* EXERCISE DETAILS
Go through the material line by line. Say how many lines contain the word "display", and give nothing more.

* SUPPLIED RECORDS
■ ■ ■ ■ ■

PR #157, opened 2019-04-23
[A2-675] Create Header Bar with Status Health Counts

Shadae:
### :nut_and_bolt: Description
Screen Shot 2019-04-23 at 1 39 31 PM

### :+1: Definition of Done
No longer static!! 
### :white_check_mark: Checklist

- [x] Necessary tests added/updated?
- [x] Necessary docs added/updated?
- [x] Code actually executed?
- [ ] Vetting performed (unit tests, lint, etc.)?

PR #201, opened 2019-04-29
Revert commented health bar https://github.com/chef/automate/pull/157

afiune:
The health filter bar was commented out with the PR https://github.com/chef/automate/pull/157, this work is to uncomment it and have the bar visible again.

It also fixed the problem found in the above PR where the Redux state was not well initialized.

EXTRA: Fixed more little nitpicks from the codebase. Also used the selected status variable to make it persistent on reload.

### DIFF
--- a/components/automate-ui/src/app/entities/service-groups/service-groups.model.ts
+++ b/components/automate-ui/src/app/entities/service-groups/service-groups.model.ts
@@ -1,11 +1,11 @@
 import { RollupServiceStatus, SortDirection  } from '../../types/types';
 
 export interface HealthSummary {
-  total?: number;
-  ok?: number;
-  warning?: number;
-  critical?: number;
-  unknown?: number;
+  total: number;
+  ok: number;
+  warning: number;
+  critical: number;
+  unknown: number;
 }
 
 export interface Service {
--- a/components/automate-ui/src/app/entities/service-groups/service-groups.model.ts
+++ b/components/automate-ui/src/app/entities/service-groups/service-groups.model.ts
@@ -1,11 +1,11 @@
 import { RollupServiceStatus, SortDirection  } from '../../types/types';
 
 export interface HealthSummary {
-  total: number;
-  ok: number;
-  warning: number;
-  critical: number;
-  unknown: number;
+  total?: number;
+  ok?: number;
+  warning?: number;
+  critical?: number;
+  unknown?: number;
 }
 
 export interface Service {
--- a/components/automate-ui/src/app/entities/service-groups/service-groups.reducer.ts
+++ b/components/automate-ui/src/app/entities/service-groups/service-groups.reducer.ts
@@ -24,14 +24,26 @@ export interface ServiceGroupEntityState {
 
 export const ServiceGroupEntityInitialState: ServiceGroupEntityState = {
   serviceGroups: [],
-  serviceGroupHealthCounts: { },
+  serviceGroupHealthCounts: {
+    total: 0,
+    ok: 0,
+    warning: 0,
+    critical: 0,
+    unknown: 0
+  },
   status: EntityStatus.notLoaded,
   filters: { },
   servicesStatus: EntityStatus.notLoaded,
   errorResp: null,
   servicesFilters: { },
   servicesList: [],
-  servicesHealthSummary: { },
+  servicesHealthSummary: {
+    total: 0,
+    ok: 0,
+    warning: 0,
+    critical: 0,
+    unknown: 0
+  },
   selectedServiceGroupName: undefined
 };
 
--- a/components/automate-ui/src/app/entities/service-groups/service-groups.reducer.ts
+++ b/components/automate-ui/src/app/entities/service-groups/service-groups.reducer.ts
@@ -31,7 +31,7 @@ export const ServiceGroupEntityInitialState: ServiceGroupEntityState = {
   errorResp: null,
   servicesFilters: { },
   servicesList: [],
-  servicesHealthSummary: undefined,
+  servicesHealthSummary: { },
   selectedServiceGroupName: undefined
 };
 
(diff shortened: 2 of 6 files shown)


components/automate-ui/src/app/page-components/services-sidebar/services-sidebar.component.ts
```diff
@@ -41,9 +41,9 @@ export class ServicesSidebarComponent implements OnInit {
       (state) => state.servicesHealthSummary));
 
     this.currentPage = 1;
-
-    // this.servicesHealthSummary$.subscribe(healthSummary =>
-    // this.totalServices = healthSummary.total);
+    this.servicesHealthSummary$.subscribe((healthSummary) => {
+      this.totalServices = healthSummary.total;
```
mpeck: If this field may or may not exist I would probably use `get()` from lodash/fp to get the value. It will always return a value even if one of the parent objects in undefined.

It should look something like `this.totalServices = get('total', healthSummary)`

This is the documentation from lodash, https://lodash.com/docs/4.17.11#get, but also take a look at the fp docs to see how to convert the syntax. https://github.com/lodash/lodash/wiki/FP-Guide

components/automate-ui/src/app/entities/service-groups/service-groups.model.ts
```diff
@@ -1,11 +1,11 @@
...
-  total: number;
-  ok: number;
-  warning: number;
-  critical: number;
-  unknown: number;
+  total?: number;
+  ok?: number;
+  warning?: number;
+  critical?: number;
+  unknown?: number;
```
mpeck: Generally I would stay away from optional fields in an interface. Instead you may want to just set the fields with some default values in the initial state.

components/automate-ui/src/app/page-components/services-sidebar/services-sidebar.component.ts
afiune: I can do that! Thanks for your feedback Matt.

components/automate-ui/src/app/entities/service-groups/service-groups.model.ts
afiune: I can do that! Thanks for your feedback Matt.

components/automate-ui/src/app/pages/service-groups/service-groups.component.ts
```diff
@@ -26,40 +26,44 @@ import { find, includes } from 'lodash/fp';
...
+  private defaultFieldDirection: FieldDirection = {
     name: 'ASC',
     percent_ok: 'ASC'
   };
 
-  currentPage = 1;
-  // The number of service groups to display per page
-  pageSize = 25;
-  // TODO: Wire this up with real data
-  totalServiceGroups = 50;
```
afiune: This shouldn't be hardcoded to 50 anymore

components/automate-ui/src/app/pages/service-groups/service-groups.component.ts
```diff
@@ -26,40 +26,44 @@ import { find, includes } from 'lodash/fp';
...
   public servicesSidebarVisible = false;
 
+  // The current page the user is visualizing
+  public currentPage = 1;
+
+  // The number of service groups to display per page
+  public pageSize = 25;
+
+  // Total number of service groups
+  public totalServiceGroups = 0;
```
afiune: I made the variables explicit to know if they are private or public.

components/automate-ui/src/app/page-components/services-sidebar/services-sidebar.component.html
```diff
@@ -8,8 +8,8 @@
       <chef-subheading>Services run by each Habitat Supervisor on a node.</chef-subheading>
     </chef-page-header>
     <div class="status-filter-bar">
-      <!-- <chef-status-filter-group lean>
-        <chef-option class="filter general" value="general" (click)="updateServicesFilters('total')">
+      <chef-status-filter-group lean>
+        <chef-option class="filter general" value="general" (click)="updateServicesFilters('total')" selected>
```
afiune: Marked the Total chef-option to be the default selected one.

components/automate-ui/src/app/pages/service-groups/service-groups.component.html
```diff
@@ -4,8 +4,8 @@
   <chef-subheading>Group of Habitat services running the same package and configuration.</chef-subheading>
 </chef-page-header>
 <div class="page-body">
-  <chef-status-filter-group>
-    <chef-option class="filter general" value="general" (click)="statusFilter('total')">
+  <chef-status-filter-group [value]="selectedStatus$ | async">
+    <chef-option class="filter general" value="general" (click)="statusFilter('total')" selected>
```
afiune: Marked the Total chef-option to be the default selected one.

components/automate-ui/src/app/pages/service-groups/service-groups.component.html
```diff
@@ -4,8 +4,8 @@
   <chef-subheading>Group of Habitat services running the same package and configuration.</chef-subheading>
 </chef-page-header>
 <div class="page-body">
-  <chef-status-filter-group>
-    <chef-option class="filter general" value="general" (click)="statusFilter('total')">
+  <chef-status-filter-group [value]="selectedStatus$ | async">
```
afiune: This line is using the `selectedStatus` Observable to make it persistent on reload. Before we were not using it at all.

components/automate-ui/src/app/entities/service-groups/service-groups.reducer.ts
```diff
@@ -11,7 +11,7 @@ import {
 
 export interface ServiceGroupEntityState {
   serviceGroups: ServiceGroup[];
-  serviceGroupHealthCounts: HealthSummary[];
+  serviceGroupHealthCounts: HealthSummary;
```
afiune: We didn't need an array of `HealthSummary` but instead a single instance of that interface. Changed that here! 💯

■ ■ ■ ■ ■

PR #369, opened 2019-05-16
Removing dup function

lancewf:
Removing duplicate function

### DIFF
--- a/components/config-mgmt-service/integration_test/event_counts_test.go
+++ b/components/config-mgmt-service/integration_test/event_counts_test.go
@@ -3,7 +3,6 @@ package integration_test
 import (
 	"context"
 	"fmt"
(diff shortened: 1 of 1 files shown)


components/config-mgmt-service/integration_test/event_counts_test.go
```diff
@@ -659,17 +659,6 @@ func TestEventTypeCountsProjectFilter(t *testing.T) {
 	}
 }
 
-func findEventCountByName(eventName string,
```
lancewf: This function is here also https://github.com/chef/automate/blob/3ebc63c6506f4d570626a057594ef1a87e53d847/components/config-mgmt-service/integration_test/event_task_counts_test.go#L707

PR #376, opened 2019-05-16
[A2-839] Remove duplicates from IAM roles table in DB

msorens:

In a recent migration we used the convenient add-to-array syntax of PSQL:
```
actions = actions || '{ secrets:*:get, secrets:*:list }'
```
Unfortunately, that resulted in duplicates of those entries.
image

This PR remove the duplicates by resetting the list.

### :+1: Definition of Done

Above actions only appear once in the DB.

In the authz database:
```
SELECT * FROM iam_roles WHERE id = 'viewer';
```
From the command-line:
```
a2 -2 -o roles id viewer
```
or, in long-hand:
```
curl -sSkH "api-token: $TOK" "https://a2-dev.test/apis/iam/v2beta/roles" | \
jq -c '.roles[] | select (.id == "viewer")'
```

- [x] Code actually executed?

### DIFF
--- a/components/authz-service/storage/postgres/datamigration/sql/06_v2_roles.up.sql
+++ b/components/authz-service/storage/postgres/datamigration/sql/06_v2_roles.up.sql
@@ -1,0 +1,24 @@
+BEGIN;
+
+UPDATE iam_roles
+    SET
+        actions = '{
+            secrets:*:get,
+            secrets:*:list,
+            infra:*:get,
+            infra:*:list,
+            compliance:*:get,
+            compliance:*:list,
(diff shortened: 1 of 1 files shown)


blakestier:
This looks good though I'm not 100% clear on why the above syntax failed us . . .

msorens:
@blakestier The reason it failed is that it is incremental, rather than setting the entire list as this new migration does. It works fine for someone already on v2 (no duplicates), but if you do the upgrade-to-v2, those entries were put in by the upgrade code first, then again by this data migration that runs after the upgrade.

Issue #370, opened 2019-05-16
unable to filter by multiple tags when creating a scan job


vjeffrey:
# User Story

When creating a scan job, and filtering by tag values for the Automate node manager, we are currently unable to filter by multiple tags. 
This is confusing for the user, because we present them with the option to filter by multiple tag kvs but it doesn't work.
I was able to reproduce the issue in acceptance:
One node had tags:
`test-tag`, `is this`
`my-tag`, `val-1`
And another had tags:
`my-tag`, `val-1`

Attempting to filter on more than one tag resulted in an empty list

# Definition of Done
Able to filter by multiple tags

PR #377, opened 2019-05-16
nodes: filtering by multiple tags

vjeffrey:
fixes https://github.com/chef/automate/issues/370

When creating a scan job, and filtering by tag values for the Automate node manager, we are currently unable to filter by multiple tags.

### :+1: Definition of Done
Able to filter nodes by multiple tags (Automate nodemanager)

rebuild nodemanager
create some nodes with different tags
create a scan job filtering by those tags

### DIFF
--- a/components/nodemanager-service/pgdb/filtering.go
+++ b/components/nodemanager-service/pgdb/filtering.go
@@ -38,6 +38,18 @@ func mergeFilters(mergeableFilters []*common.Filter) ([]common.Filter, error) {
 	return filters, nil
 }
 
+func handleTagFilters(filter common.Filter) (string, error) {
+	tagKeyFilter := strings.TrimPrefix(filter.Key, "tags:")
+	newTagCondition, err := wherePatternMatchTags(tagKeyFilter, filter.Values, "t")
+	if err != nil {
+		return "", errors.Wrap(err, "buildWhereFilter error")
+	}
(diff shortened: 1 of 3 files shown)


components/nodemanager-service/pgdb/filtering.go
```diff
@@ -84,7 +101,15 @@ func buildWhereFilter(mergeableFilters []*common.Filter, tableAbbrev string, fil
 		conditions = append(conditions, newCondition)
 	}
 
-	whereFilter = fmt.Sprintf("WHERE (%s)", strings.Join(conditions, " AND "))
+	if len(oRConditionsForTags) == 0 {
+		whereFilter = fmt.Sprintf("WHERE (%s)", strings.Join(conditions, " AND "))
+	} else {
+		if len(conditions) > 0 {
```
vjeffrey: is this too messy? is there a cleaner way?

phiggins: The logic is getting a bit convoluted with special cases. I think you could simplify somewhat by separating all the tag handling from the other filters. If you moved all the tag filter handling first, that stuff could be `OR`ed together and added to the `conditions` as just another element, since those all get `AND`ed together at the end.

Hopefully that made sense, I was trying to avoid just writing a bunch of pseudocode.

■ ■ ■ ■ ■

* ANSWER BOX
2